EXERCISE ::
Among the lines below, count those with the word "Dockerfile". Answer with the number only.

INPUT DATA ::
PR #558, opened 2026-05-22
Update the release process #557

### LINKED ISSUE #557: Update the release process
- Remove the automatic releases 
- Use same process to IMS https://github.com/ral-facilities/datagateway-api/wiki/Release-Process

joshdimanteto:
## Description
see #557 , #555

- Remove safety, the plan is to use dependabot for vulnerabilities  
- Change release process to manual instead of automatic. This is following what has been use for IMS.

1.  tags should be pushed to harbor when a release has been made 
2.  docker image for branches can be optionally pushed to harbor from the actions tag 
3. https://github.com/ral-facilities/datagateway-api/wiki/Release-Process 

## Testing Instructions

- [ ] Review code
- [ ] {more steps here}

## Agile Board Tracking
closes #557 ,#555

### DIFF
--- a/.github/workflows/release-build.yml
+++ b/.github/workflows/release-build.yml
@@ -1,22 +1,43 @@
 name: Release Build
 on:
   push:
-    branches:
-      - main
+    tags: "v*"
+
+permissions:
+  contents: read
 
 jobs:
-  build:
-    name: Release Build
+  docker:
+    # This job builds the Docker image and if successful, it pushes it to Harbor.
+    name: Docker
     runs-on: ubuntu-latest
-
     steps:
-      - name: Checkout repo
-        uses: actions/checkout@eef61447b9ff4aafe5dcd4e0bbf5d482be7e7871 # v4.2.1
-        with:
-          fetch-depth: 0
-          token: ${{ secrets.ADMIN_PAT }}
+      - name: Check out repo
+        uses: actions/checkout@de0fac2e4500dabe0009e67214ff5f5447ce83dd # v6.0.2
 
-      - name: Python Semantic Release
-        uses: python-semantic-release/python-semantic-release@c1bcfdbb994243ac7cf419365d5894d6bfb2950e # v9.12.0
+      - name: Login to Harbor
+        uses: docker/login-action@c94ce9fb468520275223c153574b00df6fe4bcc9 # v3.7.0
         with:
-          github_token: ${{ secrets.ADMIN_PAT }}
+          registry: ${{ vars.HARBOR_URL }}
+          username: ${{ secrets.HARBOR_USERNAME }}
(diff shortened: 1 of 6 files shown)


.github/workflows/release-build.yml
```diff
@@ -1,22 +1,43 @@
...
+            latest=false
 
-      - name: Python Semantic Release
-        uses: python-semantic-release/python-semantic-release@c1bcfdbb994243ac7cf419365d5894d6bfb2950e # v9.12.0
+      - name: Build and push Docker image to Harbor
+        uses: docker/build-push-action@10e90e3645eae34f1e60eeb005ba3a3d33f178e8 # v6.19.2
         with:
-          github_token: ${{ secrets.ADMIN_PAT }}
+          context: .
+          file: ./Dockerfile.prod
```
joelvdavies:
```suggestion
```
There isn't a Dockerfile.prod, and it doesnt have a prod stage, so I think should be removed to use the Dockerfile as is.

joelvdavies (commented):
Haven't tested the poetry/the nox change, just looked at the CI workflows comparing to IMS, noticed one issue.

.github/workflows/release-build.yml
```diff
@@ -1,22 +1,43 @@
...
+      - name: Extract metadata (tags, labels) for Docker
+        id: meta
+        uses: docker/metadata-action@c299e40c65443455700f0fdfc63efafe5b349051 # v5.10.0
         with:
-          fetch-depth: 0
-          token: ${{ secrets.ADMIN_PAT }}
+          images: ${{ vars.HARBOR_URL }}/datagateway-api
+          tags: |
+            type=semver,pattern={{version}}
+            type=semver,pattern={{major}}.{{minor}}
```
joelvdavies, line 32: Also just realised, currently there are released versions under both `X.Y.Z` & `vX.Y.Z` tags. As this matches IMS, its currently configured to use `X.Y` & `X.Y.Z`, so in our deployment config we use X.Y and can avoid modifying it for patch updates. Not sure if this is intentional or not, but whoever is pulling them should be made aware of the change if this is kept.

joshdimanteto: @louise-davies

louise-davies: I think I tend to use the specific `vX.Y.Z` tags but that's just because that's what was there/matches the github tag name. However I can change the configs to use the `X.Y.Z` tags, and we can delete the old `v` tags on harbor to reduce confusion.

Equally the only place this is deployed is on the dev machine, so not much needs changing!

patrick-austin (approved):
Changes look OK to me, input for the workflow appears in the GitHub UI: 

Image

REPLY TO THE TASK ::
2